The shortcut predicted:
3 times 7=21

So, students attempted to build a question around:

• 21 items,
• some suitable price,
• some total amount.

One attempt looked promising:

• Original number = 21
• Original price = ₹30
• Total amount = ₹630

But checking carefully:

• New price = ₹27
• New quantity:

630/27 = approx. 23

The increase was not 7.

The shortcut failed.

Another attempt:

• reduction = 4
• increase = 5

The shortcut predicted:
4 times 5=20

Students tried:

• original number = 20
• original price = ₹42
• total = ₹840

Checking:

• New price = ₹38
• New quantity:
  840/38

Again, the increase was not 5.

Failure again.

Some of the students realized with such failures that selection of original price can play such trick that will make the short cut work.

Now the classroom atmosphere changed.

The shortcut was not universally true.

But then why had it worked so perfectly in the original problem?

The teacher wanted the students to investigate deeply (Earth element of PanchTatva learning strategy) and understand if there is any structure hidden in the question that makes the short cut work. If so, can we find such condition using which we can generate more such questions?

At this point the problem stopped being routine algebra and became a mathematical investigation.

Investigating the Structure

Few students tried to find the condition which will make the short cut work.

Suppose:

• Original number of items = n
• Original price = p
• Reduction in price = a
• Increase in quantity = b

Then:
np=(n+b)(p-a), because both are equal to the amount used.

np=(n+b)(p-a)

Expanding:
np=np-an+bp-ab

Simplifying:
an=bp-ab

Now the shortcut claimed:
n=ab

Substituting for n,
a(ab)=bp-ab

a^2b=b(p-a)

a^2 = p - a

p=a(a+1)

So, if this condition is satisfied the shortcut should work.

The Original Problem Revealed Its Secret

In the original question:

• reduction a=8
• increase b=10

So:
p = 8(8+1) = 72; the condition

and

n = ab = 80, the short cut

Exactly the original answer.

Now, teacher asked the students to formulate some more such questions where this shortcut works. It was easy:

Take reduction in price a = 5

so, initial price p has to be = a(a+1) = 5*6 = 30 to satisfy this condition.

Take increase in purchase quantity b = 8

Since we have satisfied the required condition for shortcut to work, n = ab = 40

Initial number purchased = ab = 40 (as per the shortcut)

The amount available = 30*40 = 1200 Rs.

So, when price is reduced by 5 from 30 to 25, the new purchase quantity is 1200/25 = 48 which is 8 more than the initial quantity. 

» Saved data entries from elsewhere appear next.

PR #1396, opened 2023-04-24
Proposal: "close" certain api interfaces for external implementation

ncruces:
As discussed in https://github.com/tetratelabs/wazero/pull/1332#issuecomment-1510010359, many of the interfaces in [`github.com/tetratelabs/wazero`](https://pkg.go.dev/github.com/tetratelabs/wazero) and [`github.com/tetratelabs/wazero/api`](https://pkg.go.dev/github.com/tetratelabs/wazero/api) are not meant to be externally implemented.

In strict terms, an interface can't be extended after it has been made public. Once made public, alternative implementations may be created, and adding a method to such an interface, means those implementations no longer compile, which breaks semver.

wazero 1.0 shipped with many such interfaces, which we may want to extend (e.g. #1332).

These are the paths available to us:
1. **that ship has sailed**: wazero 1.0 shipped, we simply can't extend these interfaces;
2. **documentation**: document *now* that certain interfaces are not meant to be implemented outside wazero;
3. **this PR**: "enforce" this, avoiding users implementing them by accident.

Option **1** is basically doing nothing. In the context of #1332 I can propose a different alternative, which will basically be a new `api.Function2` (name not important) interface that wraps the [`CallWithStack`](https://github.com/tetratelabs/wazero/pull/1332#issuecomment-1507793809) method. Then users either type-assert this interface, or we create new builders returning this interface.

Options **2** and **3** require deciding which interfaces are only for internal implementation.

Option **2** is a documentation change to [`github.com/tetratelabs/wazero`](https://pkg.go.dev/github.com/tetratelabs/wazero) and [`github.com/tetratelabs/wazero/api`](https://pkg.go.dev/github.com/tetratelabs/wazero/api), and to each such interface.

Option **3** is this PR, repeated for every such interface.

In the documentation of each of these interfaces, you'll [see](https://pkg.go.dev/go/types#Object):
```go
type Interface interface {
	PublicMethod() // public method
	// contains filtered or unexported methods
}
```

When you try to implement such an interface (create your own type and use it as if it implemented it), you get this error message:
```
cannot use &myCallEngine{…} (value of type *myCallEngine) as api.Function value in return statement: *myCallEngine does not implement api.Function (missing method wazeroOnly)
```

If you're doing it for mocking, which is the only way you'd do it for these wazero types, you can still deliberately sidestep the check by embedding the interface:
```go
type mockCallEngine struct {
	index         Index
	callFailIndex int
	api.Function
}
```

### DIFF
--- a/api/wasm.go
+++ b/api/wasm.go
@@ -5,6 +5,8 @@ import (
 	"context"
 	"fmt"
 	"math"
+
+	"github.com/tetratelabs/wazero/internal/internalapi"
 )
 
 // ExternType classifies imports and exports with their respective types.
@@ -188,7 +190,7 @@ type Module interface {
 	// Closer closes this module by delegating to CloseWithExitCode with an exit code of zero.
 	Closer
 
-	wazeroOnly()
+	internalapi.WazeroOnly
 }
 
 // Closer closes a resource.
@@ -239,7 +241,7 @@ type ExportDefinition interface {
 	// so "" is possible.
 	ExportNames() []string
 
-	wazeroOnly()
+	internalapi.WazeroOnly
 }
 
 // MemoryDefinition is a WebAssembly memory exported in a module
@@ -261,7 +263,7 @@ type MemoryDefinition interface {
 	// unbounded.
 	Max() (uint32, bool)
 
-	wazeroOnly()
+	internalapi.WazeroOnly
 }
 
 // FunctionDefinition is a WebAssembly function exported in a module
@@ -325,7 +327,7 @@ type FunctionDefinition interface {
 	// available for one or more results.
 	ResultNames() []string
 
-	wazeroOnly()
+	internalapi.WazeroOnly
 }
 
 // Function is a WebAssembly function exported from an instantiated module
@@ -364,7 +366,7 @@ type Function interface {
 	// the end-to-end demonstrations of how these terminations can be performed.
 	Call(ctx context.Context, params ...uint64) ([]uint64, error)
 
-	wazeroOnly()
+	internalapi.WazeroOnly
 }
 
 // GoModuleFunction is a Function implemented in Go instead of a wasm binary.
@@ -493,7 +495,7 @@ type MutableGlobal interface {
 	// See Global.Type for how to encode this value from a Go type.
 	Set(v uint64)
 
-	wazeroOnly()
+	internalapi.WazeroOnly
 }
 
 // Memory allows restricted access to a module's memory. Notably, this does not allow growing.
@@ -620,7 +622,7 @@ type Memory interface {
 	// WriteString writes the string to the underlying buffer at the offset or returns false if out of range.
 	WriteString(offset uint32, v string) bool
 
-	wazeroOnly()
+	internalapi.WazeroOnly
 }
 
 // CustomSection contains the name and raw data of a custom section.
@@ -635,7 +637,7 @@ type CustomSection interface {
 	// Data is the raw data of the custom section
 	Data() []byte
 
-	wazeroOnly()
+	internalapi.WazeroOnly
 }
 
 // EncodeExternref encodes the input as a ValueTypeExternref.
--- a/api/wasm.go
+++ b/api/wasm.go
@@ -355,6 +355,8 @@ type Function interface {
 	// WithCloseOnContextDone on wazero.RuntimeConfig for detail. See examples in context_done_example_test.go for
 	// the end-to-end demonstrations of how these terminations can be performed.
 	Call(ctx context.Context, params ...uint64) ([]uint64, error)
+
+	private()
 }
 
 // GoModuleFunction is a Function implemented in Go instead of a wasm binary.
--- a/api/wasm.go
+++ b/api/wasm.go
@@ -187,6 +187,8 @@ type Module interface {
 
 	// Closer closes this module by delegating to CloseWithExitCode with an exit code of zero.
 	Closer
+
+	wazeroOnly()
 }
 
 // Closer closes a resource.
@@ -236,6 +238,8 @@ type ExportDefinition interface {
 	// Note: The empty name is allowed in the WebAssembly Core Specification,
 	// so "" is possible.
 	ExportNames() []string
+
+	wazeroOnly()
 }
 
 // MemoryDefinition is a WebAssembly memory exported in a module
@@ -256,6 +260,8 @@ type MemoryDefinition interface {
 	// Max returns the possibly zero max count of 64KB pages, or false if
 	// unbounded.
 	Max() (uint32, bool)
+
+	wazeroOnly()
 }
 
 // FunctionDefinition is a WebAssembly function exported in a module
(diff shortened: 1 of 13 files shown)


codefromthecrypt:
Below should have been added to all interfaces except those that require the users to implement them. What happened was we did this to the top-level ones and didn't go recursively down when we should have.

```
// # Notes
//
//   - This is an interface for decoupling, not third-party implementations. All implementations are in wazero.
```

We should not escalate this doc bug as a perpetual promise. The only way someone could even use api.Function would be to wrap, and that would be a hard job as they'd also have to wrap what it returns. I suspect there are max one or two people who could have done this and we can apologize to them individually for the doc bug. If this includes you, please accept my apology!


Knowing this, here's my 2p

*  I mentioned to someone I think about the missing docs, but I should have done them myself to make sure they landed in the last release. I'll do that now, so that it remain any longer.
* I'm fine also adding the private thingy, but not as an alternative to docs. This should be in addition to docs.
* Unlike api.GoModuleFunction, api.Function was not documented for implementation. Feel free to add the function you need, I think I mentioned this offline a while but if I hadn't apologies!

codefromthecrypt:
https://github.com/tetratelabs/wazero/pull/1397

Sorry, I should have done this immediately when it was brought up last, as it would have been in 1.0.3, then. I often leave work that is easy to do for others, as a way for folks to up stats etc. This is one of those things I should have done right away.

api/wasm.go
```diff
@@ -329,6 +329,8 @@ type Function interface {
 	// WithCloseOnContextDone on wazero.RuntimeConfig for detail. See examples in context_done_example_test.go for
 	// the end-to-end demonstrations of how these terminations can be performed.
 	Call(ctx context.Context, params ...uint64) ([]uint64, error)
+
+	private()
```
codefromthecrypt, line 333: so I think maybe I understand this. Basically, this doesn't stop external implementation, rather it slows it. So people need to do embed as we do in other parts of the PR.

If others aren't against this approach, I'm fine with it. We'd boilerplate docs. We can even be more explicit in the name if we want!

```suggestion
	// wazeroOnly means this should only be implemented by wazero.
	wazeroOnly()
```

ncruces: Exactly, agree, and `wazeroOnly` is a good name.

achille-roussel:
I thought it might be worth chiming in with some examples of how the interfaces can be useful as extension mechanisms. I'm guilty of abusing the documentation stating that they should not be implemented outside of wazero, but there's an interesting use case in wazergo I think https://github.com/stealthrocket/wazergo/blob/main/module.go#L211-L222

The `wazergo.ModuleInstance[T]` type implements `api.Module` so when accessing exported functions, the context needed to invoke methods of the host module can be injected automatically.

I'm calling it out for two reasons:
- if the documented rules are not enforced, they will likely continue to be abused (by me probably, but it's unlikely that I will remain the only offender)
- there may be useful extension opportunities using the interfaces defined in wazero, maybe a follow up could be to start a discussion around how/where it makes sense for wazero to allow applications to leverage interfaces for customization

When this PR gets merged it will break wazergo so I'll follow up with a fix in that repository to address.

ncruces:
You're for sure not the only one doing it, @achille-roussel. I [have](https://github.com/ncruces/go-sqlite3/blob/main/internal/util/mock.go) `mockModule` and `mockMemory` for testing.

The major difference is that (my) mocks don't ship downstream, so it's not an issue if my clients update `wazero` to a version newer than the one I used

OTOH, `wazergo` might get broken if users update `wazero` beyond the one declared in `wazergo` `go.mod`, which is an issue I don't really know to fix, except by saying `wazero` **can't** ever update these public interfaces.

achille-roussel:
wazergo is not in 1.0 and the README calls out that some breaking changes may be needed for things like "design flaws" so I think it's OK at this stage.

codefromthecrypt:
FWIW if there's a secret way to "use at your own risk" I think it is fair to try not to break vs intentionally break.

in any case, the break would be adding new methods, not removing or changing existing ones. So, this means we would only break those who are sneakily wrapping. OTOH this means those wrapping can never be non-experimental or we can decide a version that can't add either.

For example, we can say each even version (e.g. 2.0) is super LTS meaning no functions added either. I don't think we should do that on 1.0 though.

internal/wasm/memory.go
```diff
@@ -23,9 +23,6 @@ const (
 	MemoryPageSizeInBits = 16
 )
 
-// compile-time check to ensure MemoryInstance implements api.Memory
-var _ api.Memory = &MemoryInstance{}
```
ncruces, line 27: These checks become useless. 😔

internal/wasm/global.go
```diff
@@ -8,10 +8,9 @@ import (
 
 type mutableGlobal struct {
 	g *GlobalInstance
-}
 
-// compile-time check to ensure mutableGlobal is a api.Global.
-var _ api.Global = &mutableGlobal{}
+	api.MutableGlobal
```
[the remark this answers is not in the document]
achille-roussel: Maybe a different approach could be used:

In an internal package
```go
package internalpackage 

type WazeroOnly interface {
  wazeroOnly()
}

type WazeroOnlyType struct{}

func (WazeroOnlyType) wazeroOnly() {}
```

Then use the concrete type and interface:
```go
package api

type Global interface {
  ...
  internalpackage.WazeroOnly // embed the interface
}
```
```go
type mutableGlobal struct {
  internalpackage.WazeroOnlyType // empty struct as first field so it uses zero bytes
  ...
}
```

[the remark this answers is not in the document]
ncruces: You're right. I'll try your approach. But I agree, if the runtime cost is unavoidable, this is a bad idea. Documentation is enough.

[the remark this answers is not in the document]
ncruces: This is a much better approach, thanks @achille-roussel!
For the structures I tested (with `unsafe.SizeOf`) it's indifferent whether the empty struct is the first or last field.

We can now bikeshed the name. 😄

codefromthecrypt:
Funny or not, I'm fine with the name. Looking good!

Since there was some chatter on this, I think when ready a RATIONALE.md update is warranted. you can see some other notes about things we do that may be a bit strange in there. One note to put into this is that we are only adding these to "api" (as opposed to all non-internal interfaces) because "api" is most likely what users would expect to implement vs just consume.

internal/wasm/memory.go
ncruces: Not anymore, thanks to @achille-roussel.

ncruces:
About only doing it for `api`, I started out that way out of laziness, TBH.
It wasn't meant to be a decision, though it can be.

I _also_ skipped `api.Global` (again out of laziness) because that one has non-struct implementations:
https://github.com/tetratelabs/wazero/blob/c82ad896f6019708f22ddd7826ff47319b7a1e54/internal/wasm/global.go#L45-L48

codefromthecrypt:
FWI I'm fine with this not being 100pct coverage. The main types will convey the intent well enough ™️

codefromthecrypt (approved):

ncruces:
OK. If folks think I should do another round for types in the main `wazero` package, please say so.

codefromthecrypt:
Well done, and I've already re-used your approach in another project ;) https://github.com/tetratelabs/car/blob/master/internal/internal.go#L19

codefromthecrypt:
ps I re-summarized the outcome in the commit message https://github.com/tetratelabs/wazero/commit/197facf7a93c4b3cae1af896660b506368201a3d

So, another question where this short cut would work is

A man bought some pens for ₹1200. If each pen had cost ₹5 less, he would have received 8 more pens for the same amount.

Find:

1. The original cost of each pen
2. The number of pens bought originally

What Students Actually Learned

Notice what happened in this lesson.

Students did not merely:

• solve an equation,
• factorize a quadratic,
• or manipulate symbols.

They experienced the actual process of mathematics:

1. Solve a problem
2. Notice a pattern
3. Believe it may always work
4. Test examples
5. Fail repeatedly
6. Become curious
7. Build a general model
8. Derive the hidden condition

And the most educational part was not the successful shortcut.

It was the repeated failure.

Because every failed attempt forced students to ask:

“What exactly is special about the original problem?”

That question transformed algebra from a procedure into an investigation.

And perhaps that is where real mathematics begins.